Posted by Will Tucker on December 24th, 2012

Last week, the Catholic Seven quashed any hopes that the Big East could reconstitute in the image of its former self. In a final stroke of tragedy, that group seems to have absconded with the lucrative television deal that evaded Mike Aresco for months. All of the sudden USF, Cincinnati and Connecticut look to be the only programs in the current Big East standings that won’t head for greener pastures in 2014-15. So how do these Big East incumbents position themselves in the new conference landscape? Do they control their own fate, or are they destined to wait patiently in the widow’s walk for their own realignment lifeboat to reach their shores?

UConn needs to set an example of stability by committing to Kevin Ollie (John Woike/Hartford Courant)

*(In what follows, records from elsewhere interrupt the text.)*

PR #2715, opened 2022-12-14
[CU-865bad17j] Add pool types to Pablo events

andresmechali:
https://app.clickup.com/t/865bad17j

### DIFF
--- a/code/parachain/frame/pablo/src/lib.rs
+++ b/code/parachain/frame/pablo/src/lib.rs
@@ -105,18 +105,24 @@ pub mod pallet {
 		},
 	}
 
+	#[derive(
+		RuntimeDebug, Encode, Decode, MaxEncodedLen, CloneNoBound, PartialEq, Eq, TypeInfo,
+	)]
+	pub enum PoolConfigurationType {
+		DualAssetConstantProduct,
+	}
+
 	impl<AccountId: Clone + PartialEq + Debug, AssetId: Clone + Ord + Debug>
 		PoolInitConfiguration<AccountId, AssetId>
 	{
-		fn get_type(&self) -> Vec<u8> {
-			let pool_type = match self {
+		fn get_type(&self) -> PoolConfigurationType {
+			match self {
 				PoolInitConfiguration::DualAssetConstantProduct {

Memphis, UCF, SMU, Houston, and Temple are scheduled to fully integrate their athletic departments into the Big East next summer. Boise State and San Diego State already grace next season’s conference football schedules, but it now appears the Mountain West Conference has convinced them to steal a page from the TCU book of cold feet.

Outlook

Leadership at UConn and Cincinnati are still licking their wounds from their latest unsuccessful attempts to escape Big East entropy. Cincinnati is taking proactive measures already to make itself a more attractive candidate in the next round of conference expansion. Athletic Director Whit Babcock poached football coach Tommy Tuberbville from a decent Big 12 program and announced plans to update Nippert Stadium. Emails between administrative leaders illustrated a coordinated effort to flank Louisville and UConn for the most recent opening in the ACC, and UC had briefly flirted with the Big 12 the previous year. Cincinnati is only interested in the Big East insofar as it maintains an environment that will facilitate its exit as soon as possible: Namely, one that provides acceptable strength of schedule in basketball and football, and some enticing names on the home slate to attract a very fickle local fan base to attend games.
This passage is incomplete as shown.